The WikiParser class includes methods that convert Wiki input
text into the equivalent HTML output. This is not a very robust
Wiki conversion application, but it does illustrate some good uses
of regular expressions for pattern matching and string conversion.
The constructor function, along with the
setWikiData()
method,
simply initializes a sample string of Wiki input text, as follows:
public function WikiParser()
{
wikiData = setWikiData();
}
When the user clicks the Test button in the sample application,
the application invokes the
parseWikiString()
method
of the WikiParser object.

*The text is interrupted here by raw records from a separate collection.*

PR #2896, opened 2021-11-10
util: Add CopyOrErr trait for a non-panicing copy_from_slice.

granaghan:
Change-Id: I0b5217bef21553e4db976ecc4d1f816da690f329

### Pull Request Overview

Adds copy_from_slice_or_err to process buffers and a trait to implement this on integer types.
Using this instead of copy_from_slice can reduce binary size by eliminating potential panics.

### Testing Strategy

Replacing instances in my own capsules and libraries with copy_from_slice_or_err

### TODO or Help Wanted

### Documentation Updated
N/A?

### Formatting

- [x] Ran `make prepush`.

### DIFF
--- a/capsules/src/ble_advertising_driver.rs
+++ b/capsules/src/ble_advertising_driver.rs
@@ -114,6 +114,7 @@ use kernel::processbuffer::{ReadOnlyProcessBuffer, ReadableProcessBuffer};
 use kernel::processbuffer::{ReadWriteProcessBuffer, WriteableProcessBuffer};
 use kernel::syscall::{CommandReturn, SyscallDriver};
 use kernel::utilities::cells::OptionalCell;
+use kernel::utilities::copy_slice::CopyOrErr;
 use kernel::{ErrorCode, ProcessId};
 
 /// Syscall driver number.
@@ -272,7 +273,7 @@ impl App {
                             header[1] = (payload_len & 0x3f) as u8;
 
                             let (adva, data) = payload.split_at_mut(6);
-                            adva.copy_from_slice(&self.address);
+                            adva.copy_from_slice_or_err(&self.address)?;
                             adv_data_corrected.copy_to_slice(&mut data[..adv_data_len]);
                         }
                         let total_len = cmp::min(PACKET_LENGTH, payload_len + 2);
@@ -466,8 +467,9 @@ where
                     let success = app
                         .scan_buffer
                         .mut_enter(|userland| {
-                            userland[0..len as usize].copy_from_slice(&buf[0..len as usize]);
-                            true
+                            userland[0..len as usize]
+                                .copy_from_slice_or_err(&buf[0..len as usize])
+                                .is_ok()
                         })
                         .unwrap_or(false);
 
--- a/kernel/src/processbuffer.rs
+++ b/kernel/src/processbuffer.rs
@@ -24,6 +24,7 @@ use core::ops::{Index, Range, RangeFrom, RangeTo};
 
 use crate::capabilities;
 use crate::process::{self, ProcessId};
+use crate::ErrorCode;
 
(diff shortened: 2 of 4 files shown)


kernel/src/utilities/copy.rs
```diff
@@ -0,0 +1,88 @@
+use crate::ErrorCode;
+use core::ptr;
+
+pub trait CopyOrErr {
+    /// Copies a nonoverlapping slice from src to self. Returns Err(ErrorCode) is source and slef
```
hudson-ayers, line 5:
```suggestion
    /// Copies a nonoverlapping slice from src to self. Returns Err(ErrorCode) if source and self
```

hudson-ayers (dismissed):
I am a fan of this change. Hopefully upstream Rust catches up to the need for non-panicking APIs and gives us something like this in core one day.

bradjc:
I think if we add `CopyOrErr` we should use it somewhere. It would also be nice to change it from "copy.rs" to something more specific like "slice_copy.rs".

Also, why do the process_buffer changes help? Is it just that the compiler is more likely to detect that the panic can never happen with this change?

hudson-ayers:
> I think if we add `CopyOrErr` we should use it somewhere. It would also be nice to change it from "copy.rs" to something more specific like "slice_copy.rs".

Agreed we should use it somewhere -- https://github.com/tock/tock/blob/master/capsules/src/ble_advertising_driver.rs#L469 is one place where we could use it, and return an error to userspace in the case of failure (in the following upcall).

> Also, why do the process_buffer changes help? Is it just that the compiler is more likely to detect that the panic can never happen with this change?

As-is the process_buffer changes don't do anything, beyond add a non-panicking API for capsules that want to use it. I think the reason for changing the existing copy_from_slice etc. implementations to use the error-providing ones underneath is so that there is not a near-duplicate implementation of the panicking version and the error providing version.

granaghan:
The process_buffer changes don't really help with size since the panic function is marked cold. It's just code deduplication and adding consistent APIs since they seem to be trying to look as much like slices as possible.

I'm planning to try to add get and get_mut as well so I can get rid of subslicing that may panic.

kernel/src/utilities/copy.rs
granaghan: Done along with the rename update in ble_advertising_driver.

alistair23 (approved):

granaghan:
Looks like I need someone to approve running the remaining workflows.

brghena:
Workflows started

hudson-ayers (dismissed):

bradjc (approved):

granaghan:
Rebased.

hudson-ayers (approved):

alistair23 (approved):

bradjc (changes requested):
Wait, there still isn't anything using `kernel::utilities::copy_slice`, correct? If we want to add that utility code we should demonstrate it somewhere.

hudson-ayers:
The BLE driver now uses `kernel::utilities::copy_slice::copy_from_slice_or_err()`, are you saying Brian should find a use for every function in that file?

bradjc:
> The BLE driver now uses `kernel::utilities::copy_slice::copy_from_slice_or_err()`, are you saying Brian should find a use for every function in that file?

No, but I don't think it does. I was able to delete the entire `kernel/src/utilities/copy_slice.rs` file and `make check` still works fine. I don't think anything is using the `CopyOrErr` trait.

granaghan:
Looks like it's using copy_from_slice_or_err on a ProcessSlice. I'm guessing most things in capsules will be ProcessSlice-s.

TicKV uses copy_from_slice on [u8], so I'll update that.

bradjc (approved):

PR #2898, opened 2021-11-12
OpenTitan: OTBN: A few more OTBN fixes

alistair23:
### Pull Request Overview

This PR includes a few more OTBN cleanups

### Testing Strategy

Running on the CW310.

### Documentation Updated

### Formatting

- [X] Ran `make prepush`.

### DIFF
--- a/boards/opentitan/src/tests/otbn.rs
+++ b/boards/opentitan/src/tests/otbn.rs
@@ -136,14 +136,17 @@ fn otbn_run_rsa_binary() {
         let slice = unsafe { core::slice::from_raw_parts_mut(dmem_start as *mut u8, dmem_length) };
 
         CALLBACK.reset();
-        assert_eq!(otbn.load_data(0, slice), Ok(()));
+        assert_eq!(otbn.load_data(0, LeasableBuffer::new(slice)), Ok(()));
         run_kernel_op(1000);
 
         // Set the RSA mode to encryption
         // The address is the offset of `mode` in the RSA elf
         unsafe {
             TEMP[0] = 1;
-            assert_eq!(otbn.load_data(0, &mut TEMP[0..4]), Ok(()));
+            assert_eq!(
+                otbn.load_data(0, LeasableBuffer::new(&mut TEMP[0..4])),
+                Ok(())
+            );
         }
         run_kernel_op(1000);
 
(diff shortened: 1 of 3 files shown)


chips/lowrisc/src/virtual_otbn.rs
```diff
@@ -57,7 +57,7 @@ impl<'a> VirtualMuxAccel<'a> {
     pub fn load_data(
         &self,
         address: usize,
-        data: &'static mut [u8],
+        data: LeasableBuffer<'static, u8>,
```
hudson-ayers, line 60: The intended use of `LeasableBuffer` is for the `LeasableBuffer` to be returned via a callback (or in the error case), and then `reset()` can be called to regain access to the entire buffer, but I don't see how `LeasableBuffer` is really providing much as used here.

alistair23: Interesting, previously I have been passing in a `LeasableBuffer` and then returning just the static buffer (https://github.com/tock/tock/blob/124e7ac9c97dbe9b4bc719a0b884ed827778f55e/kernel/src/hil/digest.rs#L76).

The idea being that the caller can specify a active slice using `LeasableBuffer` but then just wants the full buffer to be returned.

In this case it's used to provide an active slice, so the caller can specify a subset range of the buffer to be used

hudson-ayers: I see. Okay sounds fine then

boards/opentitan/src/tests/otbn.rs
```diff
@@ -136,29 +136,38 @@ fn otbn_run_rsa_binary() {
...
 
         // Set the RSA length
         // The address is the offset of `n_limbs` in the RSA elf
         unsafe {
             TEMP[0] = (MODULUS.len() / 32) as u8;
-            assert_eq!(otbn.load_data(4, &mut TEMP[0..4]), Ok(()));
+            assert_eq!(
+                otbn.load_data(4, LeasableBuffer::new(&mut TEMP[0..4])),
+                Ok(())
+            );
```
hudson-ayers, line 160: This isn't really a comment on this PR, since this code already did this before, but this is probably UB -- you're taking multiple  `&'static mut` references to the TEMP buffer and passing them to callees. Given what the underlying code does and that this is single threaded it probably will do the correct thing in practice, and this is just test code. Still, having multiple static buffers (one for each use), and initializing them using static_init!() would probably be safer.

alistair23:
Ping!

boards/opentitan/src/tests/otbn.rs
alistair23: That's probably a good idea. I'll work on this

hudson-ayers (approved):
bors r+

PR #2899, opened 2021-11-12
OpenTitan: Add support for hardware RSA operations

alistair23:
### Pull Request Overview

This PR builds on top of:
 * https://github.com/tock/tock/pull/2898
 * https://github.com/tock/tock/pull/2892
 * https://github.com/tock/tock/pull/2839

and adds support for RSA hardware operations using the OTBN.

### Testing Strategy

Running the RSA test in this PR on the CW310 FPGA.

### Documentation Updated

### Formatting

- [X] Ran `make prepush`.


phil-levis:
Following up on the 11/18 OT call, I started looking into factory methods for key generation to better constrain the types. This is tricky in the context of something like OTBN. The types of keys it can support depends on what programs are loaded into it. So unless OTBN is statically configured, there's no way to be sure what keys it will support. This raises the subsequent issue of possibly passing incorrectly formatted or improper keys to the accelerator. For safety, this suggests to me that Tock should always configure imem statically, or at least directly from kernel code, such that it can change the instructions needed to support a particular key.

alistair23:
Pushed an update to more clearly specify what is/isn't allowed in the buffer length

alistair23:
Ping!

alistair23:
Ping!

phil-levis (approved):

PR #2907, opened 2021-11-24
syscall: Add missing TryInto import.

granaghan:
### Pull Request Overview

Add a missing TryInto import in cortex-m syscall. For some reason `make prepush` doesn't catch this on master but did catch in on our internal fork.

### Testing Strategy

### TODO or Help Wanted

### Documentation Updated

### Formatting

- [ ] Ran `make prepush`.

### DIFF
--- a/arch/cortex-m/src/syscall.rs
+++ b/arch/cortex-m/src/syscall.rs
@@ -1,6 +1,7 @@
 //! Implementation of the architecture-specific portions of the kernel-userland
 //! system call interface.
 
+use core::convert::TryInto;
 use core::fmt::Write;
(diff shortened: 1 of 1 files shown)


alistair23 (approved):

hudson-ayers (changes requested):
TryFrom / TryInto are included in the prelude in Rust 2021 edition (see https://doc.rust-lang.org/edition-guide/rust-2021/prelude.html), so we do not need this.

If you depended directly on the upstream crate, you still would not need it, as I understand -- I suspect you just need it downstream because you are still using edition 2018 even in the forked crate.

PR #2914, opened 2021-12-07
Propose a draft TRD for app completion codes

kupiakos:
Based on discussion in https://github.com/tock/libtock-rs/pull/347. This aims to define little about the `exit` syscall other than the common convention that zero indicates success, and non-zero indicates some sort of failure.

[Rendered](https://github.com/kupiakos/tock/blob/trd106/doc/reference/trd106-completion-codes.md)

### DIFF
--- a/doc/reference/trd106-completion-codes.md
+++ b/doc/reference/trd106-completion-codes.md
@@ -7,7 +7,7 @@ Application Completion Codes
 **Status:** Draft<br/>
 **Author:** Alyssa Haroldsen<br/>
 **Draft-Created:** December 6, 2021<br/>
-**Draft-Modified:** December 6, 2021<br/>
+**Draft-Modified:** December 7, 2021<br/>
 **Draft-Version:** 1<br/>
 **Draft-Discuss:** tock-dev@googlegroups.com</br>
 
@@ -34,9 +34,9 @@ understandable to newcomers by following the principle of least astonishment.
 
 3 Design
 ===============================
-An application exiting normally via the `exit` syscall MUST use a completion
-code of `0` to indicate normal termination. A non-zero completion code SHOULD be
-used to indicate abnormal termination. A non-zero completion code MAY be the 
+A completion code of `0` passed to the `exit` syscall MUST indicate normal app
+termination. A non-zero completion code SHOULD be used to indicate abnormal
+termination. A completion code between `1` and `1024` inclusive SHOULD be the
 same value as one of the error codes specified in [TRD 104][error-codes].
 
 The kernel MAY treat zero and non-zero completion codes differently.
@@ -44,7 +44,7 @@ The kernel MAY treat zero and non-zero completion codes differently.
 | **Completion Code** | **Meaning** |
 | ------------------- | ----------- |
 | 0                   | Success     |
-| 1-1024              | MAY be a [TRD 104 error code][error-codes] |
+| 1-1024              | SHOULD be a [TRD 104 error code][error-codes] |
 | 1025-`u32::MAX`     | Not defined |
 
 4 Implementation
--- a/doc/reference/trd106-completion-codes.md
+++ b/doc/reference/trd106-completion-codes.md
@@ -68,12 +68,34 @@ to values.
 | ------------------- | --------------------------------------------- |
 | 0                   | Success                                       |
 | 1-1024              | SHOULD be a [TRD 104 error code][error-codes] |
-| 1025-`u32::MAX`     | Reserved                                      |
+| 1025-`u32::MAX`     | Not defined                                   |
 
 4 Implementation
 ===============================
 As of writing, libtock [currently implements][termination] this TRD via the
 `Termination` trait.
+
+```rust
+pub trait Termination {
+    fn complete<S: Syscalls>(self) -> !;
+}
+
+impl Termination for () {
+    fn complete<S: Syscalls>(self) -> ! {
+        S::exit_terminate(0)
+    }
+}
+
+impl Termination for Result<(), ErrorCode> {
+    fn complete<S: Syscalls>(self) -> ! {
+        let exit_code = match self {
+            Ok(()) => 0,
+            Err(ec) => ec as u32,
+        };
+        S::exit_terminate(exit_code);
+    }
+}
+```
 
 5 Author's Address
 ===============================
--- a/doc/reference/trd106-completion-codes.md
+++ b/doc/reference/trd106-completion-codes.md
@@ -13,8 +13,9 @@ Application Completion Codes
 
 Abstract
 -------------------------------
-This document describes the expected behavior of application completion codes
-when terminating via the `exit` syscall, as described in [TRD 104][exit-syscall].
+This advisory document describes the expected behavior of application completion
+codes when terminating via the `exit` syscall, as described in
+[TRD 104][exit-syscall].
 
 1 Introduction
 ===============================
@@ -28,9 +29,14 @@ platforms.
 
 2 Design Considerations
 ===============================
-When possible, Tock should follow existing conventions and terminology from
-other major platforms. This assists in helping the project be more
-understandable to newcomers by following the principle of least astonishment.
+When possible, Tock applications should follow existing conventions and
+terminology from other major platforms. This assists in helping the project be
+more understandable to newcomers by following the principle of least
+astonishment.
+
+This advisory document provides guidance for the ecosystem of Tock applications
+using the `exit` syscall, and does not define the behavior of the syscall
+itself.
 
 3 Design
 ===============================
@@ -41,11 +47,11 @@ same value as one of the error codes specified in [TRD 104][error-codes].
 
 The kernel MAY treat zero and non-zero completion codes differently.
 
-| **Completion Code** | **Meaning** |
-| ------------------- | ----------- |
-| 0                   | Success     |
+| **Completion Code** | **Meaning**                                   |
+| ------------------- | --------------------------------------------- |
+| 0                   | Success                                       |
 | 1-1024              | SHOULD be a [TRD 104 error code][error-codes] |
-| 1025-`u32::MAX`     | Not defined |
+| 1025-`u32::MAX`     | Not defined                                   |
 
 4 Implementation
 ===============================
--- a/doc/reference/trd106-completion-codes.md
+++ b/doc/reference/trd106-completion-codes.md
@@ -7,7 +7,7 @@ Application Completion Codes
 **Status:** Draft<br/>
 **Author:** Alyssa Haroldsen<br/>
 **Draft-Created:** December 6, 2021<br/>
-**Draft-Modified:** December 7, 2021<br/>
+**Draft-Modified:** January 25, 2022<br/>
 **Draft-Version:** 1<br/>
 **Draft-Discuss:** tock-dev@googlegroups.com</br>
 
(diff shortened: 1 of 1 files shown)


doc/reference/trd106-completion-codes.md
```diff
@@ -0,0 +1,57 @@
...
+An application exiting normally via the `exit` syscall MUST use a completion
+code of `0` to indicate normal termination. A non-zero completion code SHOULD be
+used to indicate abnormal termination. A non-zero completion code MAY be the 
+same value as one of the error codes specified in [TRD 104][error-codes].
+
+The kernel MAY treat zero and non-zero completion codes differently.
+
+4 Implementation
+===============================
+libtock 1.0 [currently implements][termination] this TRD via the
```
jrvanwhy, line 46: Shorten this to just `libtock`.

I've been colloquially using the phrase "`libtock-rs` 1.0" to refer to the `libtock-rs` codebase that was designed for Tock 1.0, but we haven't actually named either a 1.0 or a 2.0 release of `libtock`.

doc/reference/trd106-completion-codes.md
```diff
@@ -0,0 +1,57 @@
...
+When possible, Tock should follow existing conventions and terminology from
+other major platforms. This assists in helping the project be more
+understandable to newcomers by following the principle of least astonishment.
+
+3 Design
+===============================
+An application exiting normally via the `exit` syscall MUST use a completion
+code of `0` to indicate normal termination. A non-zero completion code SHOULD be
+used to indicate abnormal termination. A non-zero completion code MAY be the 
+same value as one of the error codes specified in [TRD 104][error-codes].
```
jrvanwhy, line 40: It's probably worth making a table here. Something like:

Completion Code | Meaning
------------- | --------
0              | Success
1 - 1024   | Error code as defined in TRD 104
everything else | Not yet defined

kupiakos: Notice the MAY - I specifically don't want to reserve 1-1024. The only required convention is 0 vs. non-zero.

kupiakos: I added a table that I think indicates this

kupiakos:
(apologies on the force push, I accidentally did a Github merge commit)

doc/reference/trd106-completion-codes.md
kupiakos: Done

doc/reference/trd106-completion-codes.md
hudson-ayers: IMO, it seems a little confusing to use MAY here. Either we should reserve 1-1024, or we should just say that 1-MAX is not yet defined. Specifying that it may be defined as an error code, or may not, does not seem to have much value

kupiakos: How would you feel about SHOULD? The MAY is to indicate that using 1-1024 for TRD 104 error codes is a good baseline, but an application not following it is still well-formed. I'm thinking from the perspective of an engineer trying to figure out what completion code 12 is, reading this doc, and seeing that it indicates the error code UNINSTALLED by default, providing a valuable hint.

hudson-ayers: I am happy with SHOULD

kupiakos: Thoughts on the new language? I also changed the first sentence, switching the logic from "success implies a 0 completion code" to "0 completion code implies success".

jrvanwhy: I'm happy with the new language + table.

jrvanwhy (dismissed):

alistair23 (dismissed):

hudson-ayers (dismissed):

bradjc:
I'm wondering if this is appropriate for the kernel to have. It doesn't specify what the kernel does, but rather what processes should do. Do we want to tell processes what they should do? If we do, is a TRD the correct mechanism?

I've long been an advocate for not constraining processes beyond what is specified by syscalls. Should we consider this an update to the exit syscall spec? Are we expecting the kernel to act based on the completion code? How does that interact with exit-terminate vs exit-restart?

What about definining in libtock-rs and libtock-c a set of defined `COMPLETION_CODE_X` constants that processes can use if they wish?

bradjc:
From the call today:

- Generally this seems useful, and having it as a TRD is reasonable as there really isn't a better place at the moment.
- The text should be updated to make it clear this is advisory and separate from the exit syscall (i.e. the kernel cannot do anything with these completion codes even if applications use them).
- The main use case seems to be giving application developers or application library developers some guidance on what completion codes to use. This should be described in the document, and some likely useful completion codes should be enumerated.

kupiakos:
> * The text should be updated to make it clear this is advisory and separate from the exit syscall (i.e. the kernel cannot do anything with these completion codes even if applications use them).

@bradjc Are you suggesting that `The kernel MAY treat zero and non-zero completion codes differently.` be changed to `The kernel MUST treat zero and non-zero completion codes the same.` or removed?

> The text should be updated to make it clear this is advisory and separate from the exit syscall (i.e. the kernel cannot do anything with these completion codes even if applications use them).

I hope I've made that more clear with 1922c4c.

> some likely useful completion codes should be enumerated
The suggested convention is to use a TRD 104 error code, so `1` means FAIL, `2` means BUSY, and so on. Is the link insufficient?

phil-levis:
Following up on the call from today. I think the statement `The kernel MUST treat zero and non-zero completion codes the same` is probably too strong, or at least ambiguous, because it could be interpreted as "you can't print different strings for them." I might say something instead like `The kernel MUST NOT assume any semantic meaning to completion codes and take actions based on their values besides printing error messages. While there are common and conventional uses of certain values, applications are not required to follow these and may assign their own semantic meanings to values.`

I think the current formulation makes sense and is good. I think the text could possibly be a bit more explanatory. For example, talk explicitly about why it is useful to distinguish success and failure exits. Just being compatible isn't necessarily a good reason; it could be that the previous systems were designed to achieve very different, even contrary, goals. 

For example, explain the SHOULD on 104 error codes: say that following allows software to infer something about the cause of the error and perhaps print a useful message, but on the other hand if a process needs to do something else (e.g., for some kind of compatibility) it can.

phil-levis:
Bump?

hudson-ayers:
I went ahead and added a commit that attempts to address Phil's comment / the discussion from last week's call (I hope you don't mind my pushing to your branch, @kupiakos , just trying to keep this moving forward). The one notable change in my edits is the idea that boards could provide a process-restart policy which matches on whether the process in question exited successfully or with a failure -- I think it is important that is something which is allowed by this TRD.

kupiakos:
@hudson-ayers those edits look great! You're all good - I wouldn't have granted reviewers push access if I wasn't OK with it :)
I was having trouble wording this in a way that I thought would be fully satisfying.

@phil-levis apologies on missing this - I'm still not used to Github notifications and I missed the email

lschuermann (approved):

doc/reference/trd106-completion-codes.md
```diff
@@ -0,0 +1,86 @@
...
+codes or take actions based on their values besides printing error messages.
+While there are common and conventional uses of certain values, applications
+are not required to follow these and may assign their own semantic meanings
+to values.
+
+| **Completion Code** | **Meaning**                                   |
+| ------------------- | --------------------------------------------- |
+| 0                   | Success                                       |
+| 1-1024              | SHOULD be a [TRD 104 error code][error-codes] |
+| 1025-`u32::MAX`     | Not defined                                   |
```
hudson-ayers, line 71:
```suggestion
| 1025-`u32::MAX`     | Reserved                                     |
```

doc/reference/trd106-completion-codes.md
```diff
@@ -0,0 +1,86 @@
...
+A completion code between `1` and `1024` inclusive SHOULD be the
+same value as one of the error codes specified in [TRD 104][error-codes].
+This requirement is a SHOULD rather than a MUST because it is useful in the
+common case (it allows software to infer something about the cause of an
+error that led to an exit, and possibly print a useful message) but also
+allows a process to do something else if needed (e.g. for compatibility
+with some other standard of exit codes).
+
+Accordingly, the core kernel MUST NOT assume any semantic meaning for completion
+codes or take actions based on their values besides printing error messages.
```
lschuermann, line 62:
```suggestion
Accordingly, the core kernel MUST NOT assume any semantic meaning for completion
codes or take actions based on their values besides printing error messages, as long as
there is no explicit contract between the kernel and application regarding completion
code interpretation.
```

I like that this does imply that the kernel will not take arbitrary action based solely on the completion codes, but depending on how this is read, it does seem to severely hinder the usefulness of return codes if an app _wants_ do define an explicit contract with the kernel. It might be more clear that this is still an option if we add this phrase explicitly.

lschuermann (commented):
I like the implications of this, especially that by default it avoids accidental misinterpretation of completion codes by the kernel. I think we should allow it though, if both parties agree.

brghena (dismissed):

doc/reference/trd106-completion-codes.md
kupiakos: I like this, though wouldn't "core kernel" mean that capsules still have the freedom to assume semantic meaning for completion codes?

lschuermann: Yes, I think that interpretation is reasonable. Maybe it's worth adding an emphasis to core, as I didn't really realize capsules were deliberately excluded from this statement while reading.

I still think that, given the scheduler and process fault handler be considered part of the core kernel, _allowing_ an explicit contract between an app and the kernel may make sense.

kupiakos: @hudson-ayers, @phil-levis, what are your thoughts on this? I'm fine with the suggested wording here.

hudson-ayers: I am happy with Leon's suggested wording as well

phil-levis: Sorry, missed this chain. What's an explicit contract? How would such a contract emerge?

phil-levis: @lschuermann @hudson-ayers @kupiakos Just wanted to follow up on this. Would you like me to suggest some text to describe what we talked about today, or Leon, I think you said you'd do that?

lschuermann: @phil-levis Sure, didn't get to it until now.

Based on the feedback I suppose it's good to establish my primary motivations behind this change, if only for future record:
- the current wording might be to. restrictive. While downstream users don't technically have to abide to these TRDs, they will the direction of the upstream kernel takes. If we rule out that the kernel can take actions based on app completion codes, we might design internal interfaces that reflect that decision, making it harder for downstream users to implement something like this.
- we _MUST_ ensure that the kernel does not take action on app completion codes as long as there is no guarantee that the kernel knows how to interpret a specific app's completion codes. It is unacceptable for the core kernel to misidentify an app or otherwise misinterpret its completion codes and take action based on this information.

Thus, a more elaborate text might say

```suggestion
Accordingly, the core kernel MUST NOT assume any semantic meaning for completion
codes. Without a revision of this TRD, the upstream core kernel may not take actions
based on their values besides printing error messages. Future versions of the kernel
may implement mechanisms to take actions based on an app's completion code,
provided that
- the app provides a specification for its completion code space, specifically concerning
  completion codes encoding success and failure cases. It may further specify which types
  of actions the core kernel may enact based on its completion codes.
- the kernel adheres to the app's completion code specification and only takes actions
  allowed by the specification based on the completion code returned. This implies
  that an application with a specification that does not include any instructions about
  actions taken in response to a return code will not be different from an app without such an
  application. The kernel may not implement every action described in this specification.
- the kernel can reliably identify the app and associate it with its completion code specification.
```

This is very elaborate on what a future design could and should look like, but it does not yet fully describe how such a specification must look like and what qualifies as a completion-code specification. It does not necessarily have any benefits for us in the upstream Tock codebase right now, other than being able to design internal interfaces to incorporate such future behavior. Still, it provides downstream users with essential and sensible guidelines on how to implement such a mechanism, which is similar and in the best case compatible with future upstream requirements.

phil-levis: How about just trim it down to"

Accordingly, the core kernel MUST NOT assume any semantic meaning for completion codes or take actions based on their values besides printing error messages unless 
  - there is a specification of a particular application's completion code space written in a TRD, and 
  - the kernel can reliably identify that application and associate it with this specification.

hudson-ayers: That works for me

lschuermann: @phil-levis Just now catching up on the backlog. Sure, that sounds good and handles all of my concerns. Here's a suggestion which can be applied through GitHub:

```suggestion
Accordingly, the core kernel MUST NOT assume any semantic meaning for completion
codes or take actions based on their values besides printing error messages
unless

- there is a specification of a particular application's completion code space
  written in a TRD, and

- the kernel can reliably identify that application and associate it with this
  specification.
```

bradjc (approved):

doc/reference/trd106-completion-codes.md
hudson-ayers: I went ahead and applied the suggestion so that outstanding approvals will not get wiped when it is applied

hudson-ayers (approved):

bradjc (approved):

lschuermann (approved):

PR #3621, opened 2023-08-17
workflows/litex_sim: add mirror for the pre-compiled RISC-V toolchain

lschuermann:
### Pull Request Overview

This pull request fixes the LiteX sim CI workflow by adding another mirror to fetch the pre-compiled toolchain from. UVA seems to have some network issues right now, and luckily I still had a version of this toolchain in my local archives. I won't make any promises on the availability of my mirror, but we're still preferring UVA and performing checksumming on the downloaded file, so I think this should be relatively low risk.

### Testing Strategy

### TODO or Help Wanted

N/A

### Documentation Updated

### Formatting

- [ ] Ran `make prepush`.

### DIFF
--- a/.github/workflows/litex_sim.yml
+++ b/.github/workflows/litex_sim.yml
@@ -52,10 +52,23 @@ jobs:
       # follows the libtock-c GitHub actions definition.
       - name: Setup RISC-V GCC toolchain
         run: |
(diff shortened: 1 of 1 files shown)


ppannuto (approved):

bradjc:
Apparently it has to be www.cs.virginia.edu. Not sure if this is intentional or not...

This method calls a number of other methods,
which in turn assemble the resulting HTML string.
public function parseWikiString(wikiString:String):String
{
var result:String = parseBold(wikiString);
result = parseItalic(result);
result = linesToParagraphs(result);
result = parseBullets(result);
return result;
}
Each of the methods called—
parseBold()
,
parseItalic()
,
linesToParagraphs()
,
and
parseBullets()
—uses the
replace()
method
of the string to replace matching patterns, defined by a regular expression,
in order to transform the input Wiki text into HTML-formatted text.
Converting boldface and italic patterns
The
parseBold()
method
looks for a Wiki boldface text pattern (such as
'''foo'''
)
and transforms it into its HTML equivalent (such as
<b>foo</b>
), as
follows:
private function parseBold(input:String):String
{
var pattern:RegExp = /'''(.*?)'''/g;
return input.replace(pattern, "<b>$1</b>");
}
Note that the
(.?*)
portion of
the regular expression matches any number of characters (
*
)
between the two defining
'''
patterns. The
?
quantifier
makes the match nongreedy, so that for a string such as
'''aaa''' bbb '''ccc'''
,
the first matched string will be
'''aaa'''
and
not the entire string (which starts and ends with the
'''
pattern).
The
parentheses in the regular expression define a capturing group,
and the
replace()
method refers to this group by
using the
$1
code in the replacement string. The
g
(
global
)
flag in the regular expression ensures that the
replace()
method
replaces all matches in the string (not simply the first one).
The
parseItalic()
method
works similarly to the
parseBold()
method, except
that it checks for two apostrophes (
''
) as the
delimiter for italic text (not three):
private function parseItalic(input:String):String
{
var pattern:RegExp = /''(.*?)''/g;
return input.replace(pattern, "<i>$1</i>");
}
Converting bullet patterns
As the following example shows, the
parseBullet()
method
looks for the Wiki bullet line pattern (such as
* foo
)
and transforms it into its HTML equivalent (such as
<li>foo</li>
):
private function parseBullets(input:String):String
{
var pattern:RegExp = /^\*(.*)/gm;
return input.replace(pattern, "<li>$1</li>");
}
The
^
symbol at the beginning
of the regular expression matches the beginning of a line. The
m
(
multiline
)
flag in the regular expression causes the regular expression to
match the
^
symbol against the start of a line,
not simply the start of the string.
The
\*
pattern
matches an asterisk character (the backslash is used to signal a literal
asterisk instead of a
*
quantifier).
The
parentheses in the regular expression define a capturing group,
and the
replace()
method refers to this group by
using the
$1
code in the replacement string. The
g
(
global
)
flag in the regular expression ensures that the
replace()
method
replaces all matches in the string (not simply the first one).
Converting paragraph Wiki patterns
The
linesToParagraphs()
method
converts each line in the input Wiki string to an HTML
<p>
paragraph
tag. These lines in the method strip out empty lines from the input
Wiki string:
var pattern:RegExp = /^$/gm;
var result:String = input.replace(pattern, "");
The
^
and
$
symbols
the regular expression match the beginning and end of a line. The
m
(
multiline
)
flag in the regular expression causes the regular expression to
match the ^ symbol against the start of a line, not simply the start of
the string.
The
replace()
method replaces
all matching substrings (empty lines) with an empty string (
""
).
The
g
(
global
) flag in the regular
expression ensures that the
replace()
method replaces
all matches in the string (not simply the first one).